Plus ça
change, plus c’est la même chose.
Alphonse Karr – Les Guêpes
De quoi
avons-nous le plus besoin ? De changement,
et c’est bien cela que nous promettent les prétendants au pouvoir présidentiel :
la rupture, oui ! C’est cela
qu’il nous faut : comme les choses vont mal, on doit les changer si l’on
veut que ça aille mieux.
Seulement
voilà : Plus ça change, plus c’est
la même chose.
Du coup les
électeurs se partagent en deux camps : les uns disent :
« Essayons ce qu’on n’a jamais tenté : visons les extrêmes là où l’on
n’est jamais allé, là où ça devrait changer vraiment ! ». Les autres
disent : « C’est fini. Fi-ni ! Je ne me dérangerai
plus jamais pour voter : tous pareils, tous corrompus, tous ardents
défenseurs de leur seul intérêt, jamais de celui du peuple. »
Pourquoi cette
recherche de changement, sinon parce que nous sommes insatisfaits des
politiques menées depuis – disons 30 ans, même si c’est beaucoup plus ancien
que cela – et qu’on ne veut plus continuer ? Seulement, on en tient pas
compte de la durée nécessaire aux changements : combien de temps faut-il
attendre pour espérer en voir un porter ses fruits ? Par exemple,
aurait-on l’idée, après avoir planté un pommier, de l’arracher l’été suivant parce
qu’on est déçu de la récolte ? Bien sûr il lui faut du temps pour arriver
à maturité
– sous réserve qu’on ait choisi l’arbre qui va s’acclimater au pays. Mais
comment le savoir ? Attendre pour voir, ou
bien écouter les pronostics des arboriculteurs qui ne connaissent rien à
la région, ni à son climat, ni à son sol, et qui ne cherchent qu’à faire les
savants qu’ils ne sont pas ?
Mais toute
cette philosophie de coin de comptoir n’est pas transposable à la vie politique.
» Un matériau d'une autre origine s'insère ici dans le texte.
PR #75, opened 2021-01-05
Use race-free DBus API to silence systemd

Vogtinator:
Only available in 246+, so keep a fallback.

Not really tested yet.


gmoro (approved):
Tested this before, works as expected, going to merge

PR #78, opened 2021-03-11
Improve menu appearance

Vogtinator:
Consistent appearance and less empty space inside the dialog.

While `dialog --menu` allows to specify the total dialog width, height and menu item count, I was unable to find a way to get the dialog box just small enough to contain the description and menu items. There are always two empty lines below the menu list.

Everything automatic results in empty lines and will overflow the backtitle if there are too many items:

 `dialog --menu "Choose wisely" 0 0 0 Value1 "" Value2 ""`:
Screenshot_20210311_163552

The overflowing can be avoided by setting the menu height explicitly, which is what this PR does, but the empty lines remain:

 `dialog --menu "Choose wisely" 0 0 2 Value1 "" Value2 ""`:
Screenshot_20210311_163552

By specifying the dialog height as items+5, the empty lines disappear:

`dialog --menu "Choose wisely" 7 0 0 Value1 "" Value2 ""`
Screenshot_20210311_163848

For some reason the dialog height is ignored when there are more items than can fit - it fills the entire screen anyway!
`dialog --menu "Choose wisely" 20 0 0 $(seq 1 100)`
(screenshot omitted)

However, by specifying the menu item height explicitly as well, it's suddenly honoured again, even if the menu height is too big to fit:
`dialog --menu "Choose wisely" 20 0 30 $(seq 1 100)`
Screenshot_20210311_164410

The behaviour gets really weird in that case though, because
`dialog --menu "Choose wisely" 7 0 0 Value1 "" Value2 ""` and `dialog --menu "Choose wisely" 7 0 2 Value1 "" Value2 ""` behave differently, even though they shouldn't. I assume this is because of the two empty lines at the bottom.

Any idea?

Marked as draft because I didn't check it inside jeos-firstboot yet, only outside.

### DIFF
--- a/files/usr/share/jeos-firstboot/jeos-firstboot-dialogs
+++ b/files/usr/share/jeos-firstboot/jeos-firstboot-dialogs
@@ -21,7 +21,7 @@ dialog_locale()
         elif [ "${#list[@]}" -eq 2 ]; then # Only a single entry
                 newlocale="${list[0]}"
         else
-                d --default-item "$default" --menu $"Select system locale" 0 0 $dh_menu "${list[@]}"
+                d --default-item "$default" --menu $"Select system locale" 0 0 "$(menuheight ${#list[@]})" "${list[@]}"
                 newlocale="${result}"
         fi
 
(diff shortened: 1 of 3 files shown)


Vogtinator:
Apparently this bug got fixed in dialog recently!

https://openqa.opensuse.org/tests/1692837#step/firstrun/5

So we just need https://bugzilla.opensuse.org/show_bug.cgi?id=1184503 fixed and the `--backtitle` additions here

PR #79, opened 2021-04-21
Improve dialogs, support manually entering SSID for WiFi

gmoro:
Introduce wifi hidden SSID supports
Improve menu appearance fixing bsc#1184503

### DIFF
--- a/files/usr/share/jeos-firstboot/modules/raspberrywifi
+++ b/files/usr/share/jeos-firstboot/modules/raspberrywifi
@@ -89,9 +89,8 @@ do
         break
     fi
 	if [ "$wlan_network" == "manual" ]; then
-		if d --inputbox $"SSID of hidden network" 0 0; then
-			wlan_network="$result"
-		fi
+		d --inputbox $"SSID of hidden network" 0 0
+		wlan_network="$result"
 	else
 		wlan_network="$(cut -d "=" -f2- <<< $wlan_network)"
 	fi
--- a/files/usr/share/jeos-firstboot/modules/raspberrywifi
+++ b/files/usr/share/jeos-firstboot/modules/raspberrywifi
@@ -75,7 +75,8 @@ do
         wlan_device="${result}"
     fi
 
-    if raspberrywifi_get_wlan_networks && d --no-tags --menu  $"Select wireless network to connect" 0 0 "$(menuheight ${#list[@]})" "${list[@]}"; then
+    if raspberrywifi_get_wlan_networks; then
+        d --no-tags --menu $"Select wireless network to connect" 0 0 "$(menuheight ${#list[@]})" "${list[@]}"
         wlan_network="$result"
     else
         if raspberrywifi_wlan_error $"Error listing wireless networks"; then
--- a/files/usr/share/jeos-firstboot/modules/raspberrywifi
+++ b/files/usr/share/jeos-firstboot/modules/raspberrywifi
@@ -36,7 +36,11 @@ raspberrywifi_get_wlan_networks()
 	list=()
 	local line
 	while read line; do
+	if [ -z $line ]; then
+                list+=("()" '')
+        else
 		list+=("${line}" '')
+	fi
 	done < <(ip link set $wlan_device up && iwlist $wlan_device scan|grep ESSID|cut -d':' -f2|cut -d'"' -f2|sort -u)
 	[ -n "${list[*]}" ]
 }
--- a/files/usr/share/jeos-firstboot/modules/raspberrywifi
+++ b/files/usr/share/jeos-firstboot/modules/raspberrywifi
@@ -41,7 +41,7 @@ raspberrywifi_get_wlan_networks()
         else
 		list+=("${line}" '')
 	fi
-	done < <(ip link set $wlan_device up && iwlist $wlan_device scan|grep ESSID|cut -d':' -f2|cut -d'"' -f2|sort -u)
+	done < <(ip link set $wlan_device up && iwlist $wlan_device scan|grep ESSID|cut -d':' -f2|cut -d'"' -f2)
 	[ -n "${list[*]}" ]
 }
 
--- a/files/usr/share/jeos-firstboot/modules/raspberrywifi
+++ b/files/usr/share/jeos-firstboot/modules/raspberrywifi
@@ -84,6 +84,11 @@ do
         fi
         break
     fi
+    if [ "$wlan_network" == "()" ]; then
+	if d --inputbox $"SSID of hidden network" 0 0; then
+		wlan_network="$result"
+	fi
+    fi
 
     d --menu $"Select authentication mode" 0 0 $dh_menu $"WPA-PSK" '' $"WPA-EAP" '' $"Open" ''
     wlan_auth_mode="$result"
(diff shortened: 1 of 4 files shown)


Vogtinator (changes requested):
Two of those commits are from me, please fix the authorship.

The approach with `()` has some issues:
- There can be multiple hidden networks
- `()` is a valid ESSID
- Hidden networks don't broadcast, so they might not show up at all

So instead I suggest to always add a special entry to enter a SSID manually. `dialogs` supports keys and values in dialogs, so you can use that to distinguish between the ESSIDs and the special option.

gmoro:
> Two of those commits are from me, please fix the authorship.
I just copied and paste this, do you really need the authorship?
> 
> The approach with `()` has some issues:
> 
>     * There can be multiple hidden networks
Forgot to implement that
> 
>     * `()` is a valid ESSID
Thats the main problem
> 
>     * Hidden networks don't broadcast, so they might not show up at all
Hidden networks don't broadcast the SSID but they are always visible for iwlist, with an empty SSID
I thought that was not a good enough solution, but now we have something to go from.
> 
> 
> So instead I suggest to always add a special entry to enter a SSID manually. `dialogs` supports keys and values in dialogs, so you can use that to distinguish between the ESSIDs and the special option.
I did try to do that initially, but failed, do you have a good example of doing this special entries?

Vogtinator:
> > Two of those commits are from me, please fix the authorship.
> I just copied and paste this,

Copy + paste the entire diff and commit message separately? If you use `git cherry-pick` or just work on the branch, it'll keep them with proper author and date.

>  do you really need the authorship?

Yes please.

> > The approach with `()` has some issues:
> > ```
> > * There can be multiple hidden networks
> > ```
> 
> Forgot to implement that
> 
> > ```
> > * `()` is a valid ESSID
> > ```
> 
> Thats the main problem
> 
> > ```
> > * Hidden networks don't broadcast, so they might not show up at all
> > ```
> 
> Hidden networks don't broadcast the SSID but they are always visible for iwlist, with an empty SSID

I read up on that and indeed, they still send beacons regularly.

> I thought that was not a good enough solution, but now we have something to go from.
>
> > So instead I suggest to always add a special entry to enter a SSID manually. `dialogs` supports keys and values in dialogs, so you can use that to distinguish between the ESSIDs and the special option.
> 
> I did try to do that initially, but failed, do you have a good example of doing this special entries?

`dialog --no-tags --menu "Choose wisely" 0 0 0 "SSID=SSID 1" "SSID 1" "SSID=SSID 2" "SSID 2" "manual" "Enter SSID manually"`

gmoro:
By the way, I need to retab the whole thing, it's a mess of mixed tabs and spaces, I guess should wait until the next release, what do you think?

files/usr/share/jeos-firstboot/modules/raspberrywifi
```diff
@@ -35,15 +35,23 @@ raspberrywifi_get_wlan_networks()
 {
 	list=()
 	local line
+	local has_hidden=false
```
Vogtinator, line 38: Looks like booleans, but isn't really. To avoid this trap:

```
local has_hidden=
...
has_hidden=1
...
if [[ ${has_hidden} ]]; then ...
fi
```

Vogtinator (changes requested):
This has to make use of the key/value split in menu dialogs. Otherwise you'll always get conflicts between SSIDs and whatever the option for the hidden network is called internally.

Vogtinator:
> By the way, I need to retab the whole thing, it's a mess of mixed tabs and spaces, I guess should wait until the next release, what do you think?

IMO that can be done at any point, but in a separate PR. It can be mentioned in the `.git-blame-ignore-revs` file

files/usr/share/jeos-firstboot/modules/raspberrywifi
```diff
@@ -68,20 +76,27 @@ do
...
         wlan_network="$result"
     else
         if raspberrywifi_wlan_error $"Error listing wireless networks"; then
             continue
         fi
         break
     fi
-
-    d --menu $"Select authentication mode" 0 0 $dh_menu $"WPA-PSK" '' $"WPA-EAP" '' $"Open" ''
+	if [ "$wlan_network" == "manual" ]; then
```
Vogtinator, line 91: Broken indentation

files/usr/share/jeos-firstboot/modules/raspberrywifi
```diff
@@ -68,20 +76,27 @@ do
...
+		if d --inputbox $"SSID of hidden network" 0 0; then
```
Vogtinator, line 92: `d` never fails

files/usr/share/jeos-firstboot/modules/raspberrywifi
gmoro: tabs vs spaces again, I will fix this all at once, changing everything to tabs in the new code.

files/usr/share/jeos-firstboot/modules/raspberrywifi
gmoro: forgot about that

files/usr/share/jeos-firstboot/modules/raspberrywifi
```diff
@@ -35,15 +35,23 @@ raspberrywifi_get_wlan_networks()
 {
 	list=()
 	local line
+	local has_hidden=
 	while read line; do
-		list+=("${line}" '')
-	done < <(ip link set $wlan_device up && iwlist $wlan_device scan|grep ESSID|cut -d':' -f2|cut -d'"' -f2|sort -u)
+	if [ -z $line ]; then
```
Vogtinator, line 40: IMO the `Enter SSID manually` entry could always be shown

gmoro: I guess it's better, because now testing it again, sometimes the iwlist misses the scan, so I will do that instead

Vogtinator (commented):
LGTM code wise.

Now `raspberrywifi_get_wlan_networks` never fails, because even when `ip link` or `iwlist` fail, it has the `manual` entry which makes `$list` non-empty. Maybe that should be caught explicitly? Though I'm not sure how

gmoro:
> LGTM code wise.
> 
> Now `raspberrywifi_get_wlan_networks` never fails, because even when `ip link` or `iwlist` fail, it has the `manual` entry which makes `$list` non-empty. Maybe that should be caught explicitly? Though I'm not sure how

I guess that makes the previous behaviour wrong then, because an empty list is a valid thing, there might be no networks in range, we should really start checking return codes for the commands, only way to guarantee

files/usr/share/jeos-firstboot/modules/raspberrywifi
```diff
@@ -68,20 +71,26 @@ do
...
         wlan_device="${list[0]}"
     else
-        d --menu  $"Select wireless card to configure" 0 0 $dh_menu "${list[@]}"
+        d --menu  $"Select wireless card to configure" 0 0 "$(menuheight ${#list[@]})" "${list[@]}"
         wlan_device="${result}"
     fi
 
-    if raspberrywifi_get_wlan_networks && d --menu  $"Select wireless network to connect" 0 0 $dh_menu "${list[@]}"; then
+    if raspberrywifi_get_wlan_networks && d --no-tags --menu  $"Select wireless network to connect" 0 0 "$(menuheight ${#list[@]})" "${list[@]}"; then
         wlan_network="$result"
```
Vogtinator, line 79:
```suggestion
    if raspberrywifi_get_wlan_networks; then
        d --no-tags --menu $"Select wireless network to connect" 0 0 "$(menuheight ${#list[@]})" "${list[@]}"
        wlan_network="$result"
```

Vogtinator (approved):

PR #82, opened 2021-05-11
Introduce welcome screen for console switching

Vogtinator:
Currently, jeos-firstboot is only on the active console, which can only be
configured by changing the kernel cmdline. This commit introduces a welcome
dialog which is shown on all active consoles (from /proc/consoles) and it
continues on the console where the welcome screen was accepted.

Screenshot_20210512_102352

~WIP because:~

- [x] Welcome screen needs proper text
- [x] When started from systemd, it gets `/dev/console` as tty. That's not handled properly yet.
- [ ] If there's just a single entry in `/proc/consoles`, skip the screen?


Vogtinator:
Test on hardware was a success: https://bugzilla.suse.com/show_bug.cgi?id=1184157#c9

gmoro (approved):
Looks good to me

PR #83, opened 2021-07-08
Skip the lo interface when probing for DHCP

Vogtinator:
It's unnecessary and causes wicked to write an error into the journal.


gmoro (approved):
LGTM, good work!

PR #84, opened 2021-11-22
Use the snapper config to determine whether to run setup-quota (boo#1192940)

Vogtinator:
It's possible that btrfs quotas are enabled, but the snapper-specific
configuration wasn't done yet. Check for the QGROUP snapper config directly
and call snapper setup-quota if not set. It can deal with already enabled
btrfs quotas as well.

### DIFF
--- a/files/usr/sbin/jeos-firstboot
+++ b/files/usr/sbin/jeos-firstboot
@@ -228,8 +228,9 @@ fi
 
 # Test if snapper is available
 if [ -x /usr/bin/snapper -a "$(stat --format=%T -f /)" = "btrfs" ]; then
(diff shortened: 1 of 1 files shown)


Vogtinator:
Also, meanwhile the `jeos-firstboot` service is run when DBus is up, so we could possibly drop the `--no-dbus`. That avoids issues if `snapperd.service` is already started in the background and thus might miss the config change. On the other hand, it triggers `snapperd.service` to start, so might result in a deadlock if the dependencies are changed in an incompatible way.

Vogtinator:
Potentially we could also remove this entirely, and rely completely on Kiwi to set this up.

Vogtinator:
Closing in favor of #86.

PR #86, opened 2021-11-29
Drop call to snapper setup-quota, kiwi does that meanwhile

Vogtinator:
Alternative to https://github.com/openSUSE/jeos-firstboot/pull/84.

Intentionally not mentioning boo#1192940 because this just removes already unused code...


gmoro (approved):
Looks ok

PR #87, opened 2022-01-31
Some fixes for jeos-firstboot-snapshot

Vogtinator:
Make it ready for MicroOS and fix two other minor issues.


lnussel:
would ConditionPathIsMountPoint in the service file do the job inside the service file instead of the shell script?

Vogtinator:
> would ConditionPathIsMountPoint in the service file do the job inside the service file instead of the shell script?

Then we'd need yet another unit just to remove `/var/lib/YaST/reconfig_system`

lnussel:
Indeed. OTOH that would make it more clear as removing the file wouldn't be a side effect. anyway, go ahead :)

gmoro (approved):
Looks good to me

PR #88, opened 2022-02-15
Skip broken consoles (bsc#1195975)

Vogtinator:
Currently it starts dialog for all consoles listed in /proc/consoles, but
some of them might not be working (e.g. not set up, see also bsc#1175514#c26).
When dialog is used on one of those consoles, it attempts to use stderr first
and if even that fails, /dev/tty. As a result, starting dialog on a broken
console causes a conflict with dialog on a working console, and weird behaviour
occurs.

Use "stty size" to check whether the console is usable before starting dialog.


gmoro (approved):
Looks good

Vogtinator:
I added another somewhat related tiny fix on top

PR #151, opened 2020-11-03
Fix/deprwarn bugs

ChanceNCounter:
Several problems slipped through when 0.3.0 was altered to deprecate, rather than remove, `lang=None` and etc. as valid parameters.

The default value of the lang param, in several places, needs to change to an empty string, rather than None. This can be reverted once the deprecation is complete, and it probably should be, because future development will be much more pleasant when `if not lang` behaves consistently.

Also, I managed to leave a `str().append()` in there, I dunno how the suites missed that.

### DIFF
--- a/lingua_franca/format.py
+++ b/lingua_franca/format.py
@@ -41,7 +41,7 @@ _REGISTERED_FUNCTIONS = ("nice_number",
 populate_localized_function_dict("format", langs=get_active_langs())
 
 
-def _translate_word(name, lang=None):
+def _translate_word(name, lang=''):
     """ Helper to get word translations
 
     Args:
@@ -53,6 +53,8 @@ def _translate_word(name, lang=None):
     """
     from lingua_franca.internal import resolve_resource_file
     if not lang:
+        if lang == None:
+            warn(NoneLangWarning)
         lang = get_default_loc()
 
     lang_code = lang if is_supported_full_lang(lang) else \
@@ -241,7 +243,7 @@ date_time_format = DateTimeFormat(os.path.join(os.path.dirname(__file__),
 
 
 @localized_function(run_own_code_on=[UnsupportedLanguageError])
-def nice_number(number, lang=None, speech=True, denominators=None):
+def nice_number(number, lang='', speech=True, denominators=None):
     """Format a float to human readable functions
 
     This function formats a float to human understandable functions. Like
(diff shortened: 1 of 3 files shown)


lingua_franca/format.py
```diff
@@ -385,7 +387,8 @@ def nice_duration(duration, lang=None, speech=True):
         str: timespan as a string
     """
     if not lang:
-        warn(NoneLangWarning)
+        if lang == None:
```
JarbasAl, line 390: nitpick, should be ```if lang is None```

https://stackoverflow.com/questions/3257919/what-is-the-difference-between-is-none-and-none

ChanceNCounter: aww crud that got missed in a push just now

lingua_franca/internal.py
```diff
@@ -37,6 +37,10 @@
 # commit 35efd0661a178e82f6745ad17e10e607c0d83472 for the "proper" state
 # of affairs, raising the errors below instead of deprecation warnings
 
+# For ease of development, in order to be able to type `if not lang:`
```
JarbasAl, line 40: can you explain better? if ```lang is None```,  then ```if lang:``` is falsish

you can do ```if not lang:``` freely in all cases

```
lang = None
if not lang:
    print("not lang None")
lang = ""
if not lang:
    print("not lang empty")
lang = False
if not lang:
    print("not lang Bool")
```

ChanceNCounter: Well, this change is necessary because the deprecation warnings currently rely on `lang` being `None` only when the parameter is actually passed: `nice_duration(60, lang=None)`

We had been using `lang=None` as the default param for all these functions, and I'd like to continue doing so, but the interaction between the two causes the DeprecationWarnings to come up *by default*, when no language is passed.

Hence, right now, and until the None-lang deprecation happens, this module draws a distinction between `lang is None` and `lang == ''`

ChanceNCounter: In fact, this makes most of the test suite warnings go away.

JarbasAl: i get that, but you said 

	in order to be able to type `if not lang:`

which i maybe misunderstood as you saying "if lang == "" this will fail"

JarbasAl: what i am saying is that i disagree with this comment, i don't see a need to make the default None again at a later date

JarbasAl:
LGTM, merging

ChanceNCounter:
Travis is finally done, got the 👍, pushing button

PR #154, opened 2020-11-04
Add a Github Action for pytest

krisgesling:
#### Description
This replaces Travis CI with Github Actions for the purpose of running pytest across multiple versions of Python.

Travis has become extremely slow and will require migration to their new .com service in the very near future.

#### Type of PR
- [ ] Bugfix
- [ ] Feature implementation
- [x] Test improvements

#### Testing
Check the Action output


ChanceNCounter:
lolwut at a test failing under 3.5 that Travis passes... this warrants investigation

krisgesling:
I noticed that only one of those tests didn't explicitly pass a lang argument but this should be optional right?

ChanceNCounter:
should be, yeah, unless that spaghetti-default thing comes back, but I pray that bug is restricted to multiple languages within a file

krisgesling:
I've updated this PR to actually replace Travis. 

Github Actions seem to be pretty reliable and the Travis-CI.org will be deprecated at some point in the next 6 weeks.

ChanceNCounter:
Well, I haven't bothered to learn the syntax, but all the commands look right, and the tests run =P

I think we should consider adding coverage to this, as long as we've moved to a more free-form CI thingy, but that's another issue for another day.

ChanceNCounter (approved):

Issue #128, opened 2020-09-11
Move runtime config (default language, localization settings, etc) to a stateful object


ChanceNCounter:
Hear me out 😛 

The module is (or will soon be) thoroughly respectful of a given language's default rules (for instance, short vs. long scale numbers.) We've also got some, and will obviously extent, support for full localization (en_US, en_GB, etc.)

But what if the user only wants *some* of their language's "default" rules? It's easy to look at this as an implementation detail, but the values in question are effectively default *parameters* to our functions. If we read this information onto a stateful object, the implementation (such as Mycroft) could nitpick on the fly from end-user config files.

For instance, Italian uses the long scale, but it's entirely possible that an Italian speaker will prefer the short scale, especially if they're working bilingually. They want to override just the one default parameter. Should it really be the implementation's problem to repeatedly and explicitly pass that information to each parser and formatter? It's particularly problematic for skill authors, who are invoking LF functions by lang code, and relying on Mycroft to know the details, which then relies on LF.

krisgesling:
Short scale is only for insecure rich people who need to feel even richer than they already are. It should be abolished! 
_\*\*Ducks from all the Americans**_

But back to the real issue. Would an example be `en_AU` where technically the long scale is officially correct, but many people use the short scale because of TV (or something)? 

Would this need to be changed on the fly or only when a language is loaded? Presumably this would override the normal default for each method, but if it's intentionally passed in a method call then the Skill (or code) that called it can override the user defined config? eg:
1. lang default
2. user config
3. method call
?

ChanceNCounter:
`en_AU` and the number scale is a perfect example!

I think the goal is to make it changeable at runtime, but we don't need to get fancy with the data structures. Just provide some getters and setters so that the implementation can fix things up from *its* config files.

`lingua_franca.config.set_number_scale('en_AU', 'short')`

In practice, I figure (for example) that Mycroft would call those functions when it imports LF, shortly after loading languages. Some kind of for loop over the relevant config values.

I saw another FOSS assistant project, with some familiar faces :heart:, eyeing Lingua Franca. I don't know if they actually adopted us, but, if so, their config files will surely look different from Mycroft's; as long as we stick to get/sets, that won't matter to LF!

ChanceNCounter:
[...]

PR #158, opened 2020-11-24
config.load_langs_on_demand: permits on-the-fly loading/unloading, to facilitate proc-gen use cases

ChanceNCounter:
This branch (squash pls) adds `config.py` (eventually #128) with one variable: `load_langs_on_demand`.

When this variable is `True`, the localized function caller will - if and *only* if a language is passed which is not loaded - load the language, call the function, and unload the language.

At the moment, this is pretty fast, though it might need to be revisited if some languages become truly bloated with resource files.

This is only desirable in certain use cases, but, for instance, the absence of this flag was an obstacle for @JarbasAl's modular `text2speech` package, which doesn't always know the language it wants ahead of time.

I've tested this PR against that module, and it solves the problem. I want to stress that use cases like Mycroft, which prefer to utilize at most one engine per language, will *not* want to set this flag.

### DIFF
--- a/lingua_franca/__init__.py
+++ b/lingua_franca/__init__.py
@@ -2,3 +2,5 @@ from .internal import get_default_lang, set_default_lang, get_default_loc, \
     get_active_langs, _set_active_langs, get_primary_lang_code, \
     get_full_lang_code, resolve_resource_file, load_language, \
     load_languages, unload_language, unload_languages, get_supported_langs
+
+from . import config
--- a/lingua_franca/__init__.py
+++ b/lingua_franca/__init__.py
@@ -3,4 +3,4 @@ from .internal import get_default_lang, set_default_lang, get_default_loc, \
     get_full_lang_code, resolve_resource_file, load_language, \
     load_languages, unload_language, unload_languages, get_supported_langs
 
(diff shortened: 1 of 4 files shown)


JarbasAl (approved):
I approve of this PR, as discussed in chat with @ChanceNCounter sometimes we will not know what language will be needed, and in these cases the lang parameter will be passed along. 

Since the user is explicitly requesting a language, he wants it loaded for sure, however as @ChanceNCounter pointed out this would bloat memory usage, eg, `normalize(utt, lang="pt") ` for a single utterance would keep pt language data in memory, even if pt is never used again. Unloading makes perfect sense. It's up for end users to explicitly load a language if they want the performance benefits (speed) from not having to load everytime. 

At same time this avoids the need for a pattern of calling load_language, func, unload_language every time we use a function

krisgesling:
Yeah sounds like a good change, agree that the intent is there if the lang param is passed. 

If Jarbas has reviewed the code I'm a +1

My only question is whether we can we add a test to cover this use case?

ChanceNCounter:
Yeah, that's a dumb oversight! On it.

PR #161, opened 2020-11-29
Add Catalan support to Lingua Franca

jmontane:
#### Description
Adds Catalan support to Lingua Franca

#### Type of PR
- [ x] Feature implementation

#### Testing
This PR passes all created tests for Catalan.


ChanceNCounter:
Don't worry about tests failing in Py3.5. We'll be removing support pretty soon. GitHub probably won't run the other tests after 3.5 fails; if this is 100% ready before 3.5 is removed, we can run pytest manually on our machines before merging.

Hence, please hit that magic "request review" button when this is good to go, as we won't be able to go by the checkmark.

ChanceNCounter:
Tests confirmed passing in Py3.8 and Py3.9

lingua_franca/internal.py
```diff
@@ -730,3 +731,46 @@ def resolve_resource_file(res_name, data_dir=None):
...
+                                     "exist for {v}".format(v=key))
+            return func(*args, **kwargs)
+
+        return call_function
+
+    try:
+        return lang_variant_function_decorator
+    except NotImplementedError as e:
+        warn(str(e))
+        return
```
ChanceNCounter, line 775: Does this need to fall back on a default, and, if not, should it crash rather than warning?

ChanceNCounter (changes requested):
Not speaking Catalan, I can't judge the correctness of the output, but this localization compares favorably with the existing Iberian localizations, and I certainly know some of those words!

The new wrapper still feels a little strange, but, if it works, it works. I'd like to see a couple of tests for it, perhaps in test_internal.py, but that and the possible fallback result (see review) are all I've got.

lingua_franca/internal.py
ChanceNCounter: Setting aside for this PR.

ChanceNCounter (approved):

PR #164, opened 2020-12-11
drop support for python 3.5 (EOL)

ChanceNCounter:
We held out almost two whole months! 3.5 is donezo, though, and the supported versions contain some delicious syntactic sugar. To aid with the Catalan localization, a new wrapper has been introduced which takes advantage of that sugar. Furthermore, the 0.3 rebase *attempted* to utilize the newer `ModuleNotFoundError`, but 3.5 didn't have it.

Goodbye, 3.5!

### DIFF
--- a/.github/workflows/pytest.yml
+++ b/.github/workflows/pytest.yml
@@ -15,7 +15,7 @@ jobs:
     runs-on: ubuntu-latest
     strategy:
       matrix:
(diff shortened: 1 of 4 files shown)


JarbasAl:
looks good to me, dont think you forgot any deprecation warning

krisgesling (approved):
Yep, looks good, nice and simple.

Car ce qu’il faut changer, ce ne sont pas les candidats, ni ceux qui commentent
la vie politique : c’est nous
qu’il faut changer, nous qui prétendons acheter le progrès par nos votes comme
on achète la soupe en boite : un tour de clé et hop ! c’est servi.
Nous avons
une vie trépidante, dans le changement, ou plutôt dans l’éternel retour de ce
qui a changé. On croit alors que tout va comme ça, que les pommiers donnent des
fruits à peine plantés et qu’une politique donne des résultats dès qu’elle est
votée. Contre quoi il faut se rappeler que le temps est une constituante même
des choses.
« Il faut attendre que le sucre fonde »
disait Bergson à propos du morceau de sucre qu’il mettait dans son verre d’eau
durant ses cours au Collège de France. Chaque chose à sa temporalité :
celle de nos besoins n’est pas la même que celle de la nature. Nous forçons la
nature à donner des fruits en 6 mois et nous pensons que de nouvelles taxes donneront
un progrès social en moins d’un an. Mais quand on voit les résultats des élevages
de veaux forcés aux hormones, on se dit qu’il ne serait pas raisonnable de
vouloir faire la même chose en économie.